The Brag

Theatre review: LOVEBites (The Seymour)

In Arts, Brag 339 (November 23), Performance/Dance, Theatre Reviews on November 23, 2009 at 1:28 pm

From left to right: Amelia Cormack, David Harris, Sophia Ragavelas and James Millar, in LOVEBites.
Seymour Centre
Runs till December 5, 2009

The setup: a pianist bangs out jaunty show tunes and four performers with lapel-mics strut around stage singing songs documenting the adventures-in-love of a collection of disparate characters.

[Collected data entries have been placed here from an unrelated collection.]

PR #506, opened 2026-08-09
fix(dashboard): answer the three ways a session:start can fail, and declare every message's disposition

jo-duchan:
Layer 6 of the wire-contract program (`.work/WIRE-CONTRACT-PLAN.md`). Follows #505 (L1).

## The bug

The relay sends `error` with three wordings. The dashboard handled two.

`Session busy` reached the viewer and **did nothing** — so two testers opening the same device left the second tab waiting on a `session:joined` that cannot arrive. Nothing reported it, because from the outside `error` *was* a handled type: the viewer branched on the free-prose `message`.

## The fix, and what review found on top of it

`error` now carries a closed `reason`, the same split #491 gave `input:error`. **Required** here — that one's producer set is open by design (a third-party platform registers via `AgentRegistry.register()`), while this one has a single producer, the relay. So `sendTo` enforces it, and the compiler walked the change: protocol → three relay sites → the viewer's prose comparison → the copy record.

Two independent review channels then found that **handling a case is not the same as ending it**, in three more places:

| | |
|---|---|
| **`agent-resources-exhausted` only toasted** | The relay `return`s after sending it, so nothing follows — the tab sat on "Starting device…" indefinitely. Making `reason` required stopped a case being *unhandled* without making the handled cases *end*. |
| **`session-busy` does not mean "someone else"** | The relay answers it whenever the session's browser socket still reads OPEN, and the commonest cause is the tester's **own** previous socket: a sleeping laptop reconnects in 2s while the relay takes up to a heartbeat to notice the old one died. My first wording asserted a colleague who does not exist — in exactly the case `DeviceViewer`'s own comment calls routine (#439). |
| **`SessionList` was dropping `error` too** | `handleShutdown` sends `session:start` on its own socket; a refused join is answered there, and `device:shutdown-done` — the only message that clears `shutting` — never comes. The badge read "Shutting down..." permanently and the gate on it hid both buttons. |

The relay also checks occupancy **before** the resource gate (with both true, the tester got the less actionable answer and the real reason went unreported), skips that check for a socket re-joining the session it already holds, and no longer folds `join()`'s two exceptions into a `catch {}` that discarded the error.

## The layer

Browser-inbound is 28 types; the dashboard handled 22 and dropped 6 — and the three reasons for dropping (handled elsewhere, deliberately ignored, nobody wrote it) were **indistinguishable in code**, because all three look like an absent branch.

`lib/inboundDisposition.ts` states one per message under `satisfies Record<BrowserInbound['type'], Disposition>`, so a message added to the wire **breaks the file** until someone picks a category. Measured: `TS1360` at the table.

Deriving the *reachable* subset and obliging only that was designed first and rejected by two channels for different reasons, both recorded in the table: `send()` is shared by four sockets that each open their own WebSocket, and **a reply does not go to whoever asked** — the relay forwards to whichever socket holds the session now, so "we never send `input:type`" is true per session, not per socket.

## The guard had to be fixed twice, and that is the interesting part

`scripts/__tests__/inboundDisposition.test.mjs` covers what a type cannot state. Its first version used `src.includes("'<type>'")` and **certified a false claim**: `error` was listed as handled in `SessionList`, which had no branch for it, and three unrelated `'error'` strings made it green while the message really was being dropped. Deleting a genuine branch and leaving the literal in a comment passed too.

So the table **created one of the three indistinguishable states it exists to remove**, and the check signed it off. Strengthening the predicate to an actual `.type` comparison immediately surfaced three more false `at` claims.

The parser also sliced to end-of-file rather than the table's closing line, so a sibling map below it could restore an entry count that a skipped key had lowered — the third time in this program a region parser has not known where its region ended.

## Not in scope

The session-ownership defects behind `session-busy` — evicting a holder the heartbeat has already lost, and `handleShutdown` leaving the first session permanently `busy: true`. Those change who owns a session and do not belong in a typing layer; filed separately with the review's evidence.

## Review

Two design rounds and one code round, two channels each: **11 findings, all dispositioned.** The first design was rejected whole — its rationale is kept in the plan, because a context reset will propose it again. Record and the 11 mutations: `.work/reviews/refactor__wire-l6-consumption-obligation.md`.

## Summary by CodeRabbit

* **New Features**
  * Added structured reasons for session-start failures, including busy sessions and exhausted resources.
  * Added distinct notifications for busy, overloaded, and unavailable sessions.
  * Added clearer error notifications when session shutdown is refused.

* **Bug Fixes**
  * Improved session rejoining and resource-check behavior.
  * Prevented shutdown requests before joining or while another shutdown is in progress.
  * Improved handling of unexpected session-start failures.

* **Documentation**
  * Clarified device information compatibility and usage.

### DIFF
--- a/.changeset/inbound-disposition-and-error-reason.md
+++ b/.changeset/inbound-disposition-and-error-reason.md
@@ -1,0 +1,60 @@
+---
+'@tapflowio/protocol': patch
+'@tapflowio/relay': patch
+---
+
+fix(dashboard): tell the second tester the device is in use, and make an unhandled message a compile error
+
+`Session busy` reached the viewer and did nothing. The relay sends it when another browser socket already
+holds the session, so **two testers opening the same device** — the likeliest collision in a product whose
+premise is that the whole team opens a browser — left the second tab waiting on a `session:joined` that
+cannot arrive.
+
+Nothing reported it, because from the outside `error` *was* a handled type. The viewer branched on the
+free-prose `message` and covered two of the three wordings the relay sends.
+
+`error` now carries a closed `reason` — the same split #491 gave `input:error`: `message` stays prose the
+producer owns, the machine field is closed. **Required here, unlike `InputErrorReason`**, because that
+one's producer set is open by design (a third-party platform registers through `AgentRegistry.register()`
+and may predate the field) while this one has a single producer: the relay, at three sites. So `sendTo`
+enforces it. The viewer switches on `reason` exhaustively, and a fourth reason is a compile error instead
+of another silent case.
+
+`busy-elsewhere` and `mac-overloaded` are dashboard-local stop reasons rather than new
+`SessionTerminatedReason` values, because in both cases the session is **alive** — widening the protocol
+vocabulary would let `session:terminated` carry a reason it can never mean. The copy record is keyed on the
+union, so it forced both wordings.
+
+The busy wording deliberately does **not** name another person. The relay answers `session-busy` whenever
+the session's browser socket still reads OPEN, and the commonest cause is the tester's *own* previous
+socket: a sleeping laptop reconnects in 2s while the relay takes up to a heartbeat (30s) to notice the old
+one died. "Someone else is testing this device" would be false in exactly the case the viewer's own comment
+calls routine. Relatedly, the relay now checks occupancy *before* the resource gate — with both true, the
+tester was told to pick a different Mac while the real reason went unreported — and skips the check for a
+socket re-joining the session it already holds, which is what `SessionList` does before a shutdown.
+
+`agent-resources-exhausted` also gained an exit. It only toasted, and the relay `return`s after sending it,
+so the tab sat on "Starting device…" indefinitely: making `reason` required stopped a case from being
+unhandled without making the handled cases *end*.
+
+**`SessionList` was dropping `error` too**, and the same shape of bug: `handleShutdown` sends
+`session:start` on its own socket, a refused join is answered there, and `device:shutdown-done` — the only
+message that clears `shutting` — never arrives. The badge read "Shutting down..." permanently and the gate
+on it hid both buttons, so the row went inert.
+
+## The layer this belongs to
+
+Browser-inbound is 28 message types; the dashboard handled 22 and dropped 6. The three reasons for
+dropping — handled elsewhere, deliberately ignored, nobody wrote it — were **indistinguishable in code**,
+since all three look like an absent branch. `lib/inboundDisposition.ts` states one per message under
+`satisfies Record<BrowserInbound['type'], Disposition>`, so a message added to the wire breaks the file
+until someone picks a category. Measured: adding one produces `TS1360` at the table.
+
+Deriving the *reachable* subset and obliging only that was designed and discarded, and it is the obvious
+idea, so both reasons are recorded in the file: `send()` is shared by four sockets that each open their
+own WebSocket, and a reply does not go to whoever asked — the relay forwards to whichever socket holds the
+session now, so "we never send `input:type`" is true per session, not per socket.
+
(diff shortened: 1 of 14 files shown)


jo-duchan:
Both confirmed, and the first one made a message this PR added into a false statement.

## The shutdown went through after a refused join — fixed

`handleShutdown` sent `session:start` and `device:shutdown` back to back, and you are right that nothing stops the second frame: **no browser→agent forward checks `session.browserSocket === ws`**. The relay forwards on the strength of the session existing and the agent socket being open. So a refused join was followed by a shutdown that landed — another tester's device went down while this list reported that nothing had happened, which is exactly what the toast added in this PR claims.

That is the same mistake as an earlier finding in this branch, where the busy copy asserted "someone else is testing this device" without verifying it. Twice now the fix stated something it had not established.

The shutdown now waits for `session:joined`. Verified in both directions: a refused join sends no `device:shutdown`, an accepted one does.

**The general defect is not fixed here.** Ownership is unchecked on every session-scoped forward, so any socket that knows a session id can drive it. That changes who owns a session rather than how messages are typed, and it joins the ownership work this PR already deferred — evicting a holder the heartbeat has lost, and `handleShutdown` leaving the first session permanently `busy: true`. Filing those together with your evidence rather than reaching into the forward path from a typing layer.

## Concurrent shutdowns — fixed, and the comment was the tell

`setShutting({})` was justified in a comment saying one shutdown is in flight at a time. The code did not enforce that; it was an assumption written as a fact. Now a second shutdown while one is unanswered is refused, and the refusal handler clears only the row it was waiting on — waiting for `session:joined` supplies the request identity, so both of your findings close with one change.

## One thing your review surfaced indirectly

Adding a `session:joined` branch to `SessionList` left `inboundDisposition`'s entry naming only two files, and **the check did not notice** — `at` was never obliged to be complete. That is a hole an earlier reviewer had flagged as harmless, and it went stale inside the same PR that introduced the table. There is now a reverse assertion: every module's `.type` comparisons must be named in the table's entry for that type.

---

Verified: `tsc -b` 0; dashboard/mcp-server/test-utils `tsc --noEmit` 0 each; assertions project 0; scripts 237; dashboard 302; relay 584; all package suites pass. Lint clean — it caught a TDZ on `send` inside its own `useRelay` callback, now using the `sendRef` idiom `DeviceViewer` already uses.

Dispositions and the 13 mutations: `.work/reviews/refactor__wire-l6-consumption-obligation.md`.

jo-duchan:
Both fixed. The first one is the third time on this branch that a fix asserted something it had not established, which is worth naming.

## `session:joined` is now matched to the request, not counted

The handler accepted **any** join as the answer to its pending shutdown. Only this list sends `session:start` from here, and a second one is refused while the first is unanswered, so a mismatch is unreachable today — but "unreachable today" is precisely what the two previous versions of this handler asserted and got wrong:

- the busy copy claimed "someone else is testing this device", which is false whenever the holder is the tester's own pre-reconnect socket;
- the refusal toast claimed the device "was not shut down", while the shutdown frame went through anyway.

Three for three. The comparison is one line, so it goes in regardless of reachability. A mismatched join now leaves the request pending, and there is a test for both halves: `s2` joining fires nothing, and the subsequent `s1` still works.

## The matcher no longer depends on formatting

`msg.type==="session:joined"` would have gone unseen, and the table could have drifted incomplete without failing — the same class as every other parser this branch has had to harden. Both directions now tolerate either quote style and any spacing around the operator.

It still has to reject a bare literal, since that was the original defect: verified by deleting a branch and leaving only a double-quoted literal in a comment, which fails.

---

Verified: `tsc -b` 0; scripts 237; dashboard 303; lint clean.

Dispositions and the 15 mutations: `.work/reviews/refactor__wire-l6-consumption-obligation.md`.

The four performers are excellent singers and dancers; the choreography was tight. The projections felt token (and unacceptably reminiscent of Microsoft clip-art) and the music sounded (to my ears) like an episode of Playschool, but the audience seemed to be enjoying it. As a whole, LOVEBites was well executed, which means I can focus my criticism on the work itself.

With no overarching narrative or characters, LOVEBites is a series of gags, and the gags are crap. The degree to which the script relies on profanities to get a chuckle from the audience is depressing (‘The Story of Annie Pluck’ is a particularly tedious journey through the land of a single punchline) and the pop-culture references (Facebook, George Orwell, Hollywood) are ham-fisted and awkward. Lines like ‘The Captain switches off the fasten seatbelt sign / To my delight she slips into the toilet midflight’ do not make for catchy choruses.

Maybe the genre doesn’t allow for subtlety, but I got pretty weary of every twist and turn of the story being shadowed so closely by the music. If someone’s sad, the music is sombre; if they’re happy, the music is jaunty. If there’s a punchline on its way, there’s a pause for the performer to turn and wink at the audience. You can more or less ignore the singers completely and you’ll still know exactly when to laugh. Surely it’s possible to use the music and lyrics to counter and comment on each other, rather than mirroring each other exactly?

Finally, a simple request: if a script ever calls for you to orgasm, please do it convincingly. A hasty ‘Ooh. Ooh. Ngg.’ while running your hand up and down your leg just doesn’t cut it.